"A parent's love is whole no matter how many times divided." — Robert Breault, as cited in NDTV Profit 

“You never have the power to change the heart of your child - only God does. Parents must remember that they are instruments, not redeemers. This truth becomes especially important as children enter adulthood, when control must give away to prayer, humility, and trust in God's work.” Paul David Trip, Parenting.

When writing about my dad and mom in the past, I have alluded to the fact that I believed they did not love me…could not possibly have loved me at certain points in my life. I had believed a lie. I never heard those words ‘I love you’ from my dad until I was already married and had a family…yet he proved his love for me in the way he raised me…laying down his life for me. The reason I am even writing this chapter is that today believing such lies has become a cottage industry in the therapy world and it is designed to tear the family apart. I wanted to put that to rest. There are no perfect parents and there are no perfect families, but we can always work toward being the best we can be. To help illustrate my point, I am quoting from Instagram influencer Tania Khazaal at https://www.instagram.com/reel/DNrLkyOZGPj/?igsh=cnF4cDlmeW5qNmIz

“The Internet is full of ‘five signs your mom is toxic’ or ‘how to go no contact checklists’ and people eating it up like it’s candy. You know why? Because division sells. It's literally the devil’s work and they make profit off destroying families teaching kids to label, defame people who want to unite families, mock parents’ pain, and then discard their parents with zero effort towards repair and then they package it as ‘self-care’ or ‘boundaries’. But there's nothing healthy about encouraging permanent estrangement as the solution. Real healing is freaking hard. It requires communication, humility, forgiveness, and actual solutions. But notice what does go viral - the victim mentality. So instead they spread poison, encouraging children to cut off their families while parents cry themselves to sleep, wondering what went wrong and families deserve better than this reduced trend of pushing the narratives that aren't helping you heal they're actually destroying you.”

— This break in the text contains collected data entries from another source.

Issue #1420, opened 2021-03-03
[Bug] r.in.poly fails trying to process stdin


infrastation:
**Describe the bug**
I use `r.in.poly` quite a bit and it works well, less one minor inconvenience. Specifically, it takes to save the ASCII data to a temporary file before the plugin can take it as input. This is because internally it processes the input in several passes and calls `G_fseek()` before each pass. Which is an error for the standard input file descriptor.

**To Reproduce**
```text
GRASS UK_ALOS_reprojected/PERMANENT:~ > r.in.poly --help
Creates raster maps from ASCII polygon/line/point data files.

Usage:
 r.in.poly input=name output=name [title=phrase] [type=string]
   [null=value] [rows=value] [--overwrite] [--help] [--verbose]
   [--quiet] [--ui]

Parameters:
   input   Name of input file; or "-" to read from stdin
  output   Name for output raster map
   title   Title for resultant raster map
    type   Type of raster map to be created
           options: CELL,FCELL,DCELL
           default: CELL
    null   Integer representing NULL value data cell
    rows   Number of rows to hold in memory
           default: 4096
GRASS UK_ALOS_reprojected/PERMANENT:~ > r.in.poly input=- output=test
ERROR: Unable to seek: Illegal seek
GRASS UK_ALOS_reprojected/PERMANENT:~ > 
```

**Expected behavior**
Either the notions of stdin should be removed from the code and the parser props (trivial), or the internal logic should be changed to read the input file exactly once without rewinding (may be complicated).

**Additional context**
From the git history it looks like this bug is not new. It reproduces with GRASS 7.4.0 and with the current master branch.

PR #1569, opened 2021-05-09
r.in.poly: do not try to use stdin as input

infrastation:


neteler:
fixes #1420

metzm:
A better solution would be to write stdin input to a temp file, then open this temp file and proceed as before. See `v.in.ascii` as an example.

infrastation:
Thank you for making this point. When a program input explicitly presents itself as a pipe (not a file), using a temporary file to emulate the pipe goes against the principle of least surprise. This exact "workaround" in other programs in the past had unexpectedly caused me magnetic disk bottlenecks or excess SSD wear or running out of tmpfs space and breaking things. The issue becomes more apparent when the amount of data starts to be in gigabytes. Although this plugin usually processes small files, perhaps it would be better to keep as many plugins on the safe side as possible. Does it make sense?

infrastation:
Rebased on the latest master branch.

infrastation:
Rebased on the latest master branch.

PR #1580, opened 2021-05-16
wxGUI/gui_core: fix trigger 'wx.EVT_CHOICE' event if you set widget selection programatically 

tmszi:
**To Reproduce**

1. Launch Graphical Modeler
2. From the Graphical Modeler toolbar launch 'Add command (GRASS module) to model' tool dialog
3. Try to type 'db.' (without quotation marks)
4. Choose first option from the Choice widget options 'db.columns'
5. TextCtrl widgets 'Command' and 'Label' value is not updated automatically after you select module from Choice widget

Another example:
3. Try type exactly 'db.tables' (without quotation marks)

gmodeler_add_gg_module_dialog_choice_widget

**Expected behavior:**

gmodeler_add_gg_module_dialog_choice_widget_exp

### DIFF
--- a/gui/wxpython/gmodeler/dialogs.py
+++ b/gui/wxpython/gmodeler/dialogs.py
@@ -214,9 +214,9 @@ class ModelSearchDialog(wx.Dialog):
             parent=self.panel, model=menuModel.GetModel(), showTip=True
         )
         self.search.moduleSelected.connect(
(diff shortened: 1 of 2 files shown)


petrasovaa (approved):
Testes, seems to work. I think ideally we would replace this whole search widget with something similar to the Modules tab in lmgr.

PR #1596, opened 2021-05-23
wxGUI/datacatalog: fix setting output vector/raster format

tmszi:
**To Reproduce**

1. Launch wxGUI
2.  On the Data tab (page) choose from toolbar 'Select another import option' tool and invoke menu and choose 'Link external data' -> 'Set raster output format [r.external.out]'
3. Choose Directory as Output type
4. Choose e.g. GeoTIFF format 
5. Set Directory path e.g.  /tmp
6.  Hit Ok button
7. You get error message

**Error message**

wxgui_datacatalog_set_output_raster_format_error_message

**Additional info**
1. 'Set raster output format [r.external.out]' dialog internally use `v.external.out` command instead of `r.external.out` and params args are incorrect
2. Mapping output formats between dialog wx.Choice widget items (which use long format name) and command `r.external.out` or `v.external.out` (which use format abbreaviation) is incorrect . Simple e.g. 'Set raster output format [r.external.out]'  dialog wx.Choice format type widget use for GeoTIFF format string 'GeoTIFF', but internall command `r.external.out` as format param argument  accept for GeoTIFF format string arg 'GTiff' (check all format options `r.external.out`), the same is true for 'Set vector output format [v.external.out]' dialog.

### DIFF
--- a/gui/wxpython/core/utils.py
+++ b/gui/wxpython/core/utils.py
@@ -19,6 +19,7 @@ import glob
 import shlex
 import re
 import inspect
+import operator
 import six
 
 from grass.script import core as grass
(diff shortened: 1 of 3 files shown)


petrasovaa (approved):
Thanks, looks good to me, I recommend giving it little bit of time before backport, just to make sure it doesn't impact things outside of r/v.external.out.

Again, I quote Tania Khazaal at https://www.instagram.com/reel/DPhmFUEkgDU/?igsh=MXZoaHk4NGUwaWV5cg==. She says,

“What if trauma that you've been healing from was never even real. In 1995, psychologist Elizabeth Loftus, ran a study where people were told 4 childhood stories. Three true and one completely fake and the fake one was that that they got lost in a mall at five years old and were rescued by a complete stranger. Twenty-five percent (25%) of them remembered it so vividly that they cried and described the details. Their nervous system reacted to it as if it actually happened. Your body can respond to a lie as if it's true. Today therapy sessions that are built on whatever comes up for you - guided, imaginary, hypnosis, regression, and people are treating every vision, every memory, and every emotion is truth and suddenly everyone's a victim now and traumatized.People are cutting off family labeling parents as abusers because of memories that might not even be theirs or twisted into saying that it was abuse. An entire mental health culture now teaches people to trust every feeling and thought as truth, but truth and emotion are not the same thing and this is why families are collapsing because false narratives and emotional reactivity has replaced discernment and forgiveness and connection, convincing them that they're healing when they're actually being programmed to hate to fear to cut off the very people who raised them.”

And one more quote from an Instagram influencer who happens to be a young man who , I would guess, is somewhere between Generation Z or Millennial, named Flamur Berisha at https://www.instagram.com/reel/DO1wWlBkazF/?igsh=MTcyY2tzaGFvbmlwdQ==

“One thing I just can't do is trust people who villainize their parents over every little thing. Seriously, if you turn your back on the people who raised you; on the people who sacrificed for you; on the people who worried while you slept; who can't you turn your back on? Why do you expect me or anyone else to trust you? And to me a part of loyalty means recognizing the people who invested in you, who believed you in good faith, even when their methods were flawed, even when they got it wrong. Turning against them over every small disappointment. That says more about you than it does about them. I'm not saying every parent is perfect, but most of the time blaming and claiming that they ruined your life is all misplaced because it ignores the fact that they sacrifice so much to give you a shot in the world. Standing behind your parents is as simple as seeing the effort behind their choices and not letting resentment ruin your life, and I wish more people had this kind of loyalty.”

Of course abuse can be real, but to call being told ‘no’ is abusive is childish; immature. One of the most mature things I ever did was to stop blaming my parents for my life choices and one thing I am so glad I never did was to cut off my parents. They were not perfect, but they were there. They were not perfect, but they were awesome in the way they provided for and protected my 3 younger brothers and myself. All I need to say is they were there for us. I just wanted to clear that up for any who think my words about believing my parents did not love me are disparaging. That was just a lie I chose to believe for a brief moment in my life.

"Family is not an important thing. It's everything,” according to Michael J. Fox.